Мужчина занял кабинку напротив. Мы посмотрели друг на друга. И он улыбнулся. Это была приятная улыбка, яркая и открытая. Мама положила перед ним меню, пообещав скоро вернуться. Я видел, как Дженни выглядывает из кухни, стреляя глазками. Она приподняла грудь, пригладила волосы и схватила кофейник.
— Я им займусь, — пробормотала она. Мама лишь закатила глаза.
Дженни была очаровательна. Незнакомец вежливо улыбнулся ей. Она слегка коснулась его руки ноготками. Он заказал суп. Она засмеялась. Он попросил сливки и сахар к кофе. Она ответила, что ее зовут Дженни. Он попросил дополнительную салфетку.
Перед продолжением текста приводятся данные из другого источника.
PR #427, opened 2016-09-16
[Feature] Update v1 normalizer tests

leb2dg:
* Rename test file
* Check that changesets were accepted

### DIFF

Она отошла от столика, выглядя слегка разочарованной.
— Хлеб и зрелища, — пробормотал я.
Незнакомец усмехнулся, словно услышал меня.
— Выбрал, что будешь, малыш? — спросила мама, вернувшись к столу.
— Бургер.
— Сейчас принесу, хороший мой.
Я улыбнулся, потому что обожал ее.
Чужак провожал маму взглядом, пока она уходила. Его ноздри раздулись. Он глянул на меня, склонив голову набок. Его ноздри снова затрепетали. Как будто он… принюхивался? Нюхал?
Подражая ему, я принюхался тоже. Для меня все пахло точно так же, как и всегда.
Незнакомец рассмеялся и покачал головой.
— В этом нет ничего плохого, — заметил он, вновь сверкнув зубами. Его голос был глубоким и добрым.
— Это хорошо, — ответил я.
— Я — Марк.
— Окс.
— Правда? — вопросительно выгнул он бровь.
— Окснард, — пожал я плечами. — Но все зовут меня Окс.
— Окс, — повторил он. — Сильное имя.
— Сильное, как бык? — предложил я.
Он рассмеялся.
— Часто такое слышишь?
— Наверное.
Марк посмотрел в окно.
— Мне здесь нравится.
В этих словах таилось многое, что не поддавалось моему пониманию.
— Мне тоже. Хотя мама говорит, люди здесь не остаются.
— Ты же здесь, — заметил он, и это показалось глубокомысленным.
— Да.
— Это твоя мама? — он кивнул в сторону кухни.
— Ага.
— Тогда и она здесь. Возможно, остаются не все, лишь некоторые, — он посмотрел на свои руки, — но кто-то может и вернуться.